“呵。個小丫頭片子,這時候腦袋倒是好用的很。”轉天早上,凌沺早起后,看見院中的情形,好笑道。
兩根兩丈多長的木樁此時已經支離破碎,滿地都是木屑和一段段的碎木,跟柴火段似的,倒還鋸的挺均勻。
而扇扇呢,則是站在兩根埋入沙土中,僅露出不足五尺的木樁上扎著馬步,看他出來笑嘻嘻看著他,還嘚瑟的跳下來再蹦上去,來回好幾次,樣子十分嘚瑟。
“葉護,我這可也算按你說的完成了啊,反正你也沒說得完整的立起來啊。”扇扇得意的笑道。
“行。算你完成了,我接著教,但你別忘了,怎么教是我說的算的。”凌沺也不動氣,瞇著眼睛看著她,嘴角勾起一抹弧度。
“三牛子,你來的正好,一會兒出城砍兩顆大樹回來,越高越粗越好,最細不能細過兩尺粗,就立在這沙坑里。”正好這時候吳犇行進院內,來找凌沺,凌沺便直接對他說道。
“你不是愛砍柴么?我也不用你扎馬步了,就拿你那對短刀,把等下吳犇弄來的樹給我砍了,每段長不能超過兩尺,每根柴粗不能超過小指,而且不準劈成粗的再慢慢削,最重要的,你得從離地面三尺開始斬斷第一斷,分段時不能讓上面歪倒,失敗了我就重新給你換一顆樹。”凌沺輕笑著詳盡說出自己的要求,聽的扇扇小臉都抽巴在了一塊兒,又想嚎啕大哭了。
她容易么她,跑去軍匠所借了鋸子來,鋸了一晚上木頭,才好容易投機取巧,把木樁子立起來的,手都磨破好幾個水泡了,至于這么欺負人么,還帶變本加厲的。
葉護不是好人!!
“別在心里頭罵我,也別瞎嚎。你記住,練武時取巧,那是在自殺。若非你跟胡綽從小相伴,你根本不會再有一次機會。”凌沺眼睛一瞪,輕斥一句,把扇扇剛要嚎出來的聲音,堵了回去。

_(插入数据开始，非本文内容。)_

PR #4056, opened 2024-06-20
fix(useMouseInElement): el.getBoundingClientRect is not a function

loongzhu:
### Before submitting the PR, please make sure you do the following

“葉護,北安郡王方才派了人過來,說您午后若有閑暇,想請您去赴宴。”吳犇看扇扇的可憐樣兒,忙跟凌沺說起自己來意,把話題給岔過去。
“多砍四棵樹回來,你和大壯也一起過來砍。不,你倆一人砍三棵,只準用腰刀。”卻不想,他這一開口把自己和田百斤都折里去了。
“看好了,別說我欺負你們。”看著倆人一臉懵逼的樣子,凌沺輕喝一聲。
隨即身行閃動之間,腳尖挑起一段段木樁,讓之翻落直立在沙土上,圍著扇扇扎馬步那兩根木樁有序排列開。
然后腰間察嵐刀出鞘,腳尖在一個個木樁上輕點向前,臨近木樁后,快速的兩刀橫斬而出,兩根長木樁離地三尺,同時斷出一截半尺左右的木段,被凌沺再接兩刀挑到半空去,長木樁上邊那截則穩穩掉落,看上去除了短了些,竟是仍舊完好如一一般,并沒有掉落在旁。
接著凌沺身形閃動不止之間,單刀快出左右,一時間只見清亮刀影和簌簌之聲,而看不清刀的軌跡。
等到吳犇兩人回了神,那兩截被挑到半空的木段,已經變成四十段粗細均勻的短柴,讓得兩人瞪大了眼睛,震驚異常。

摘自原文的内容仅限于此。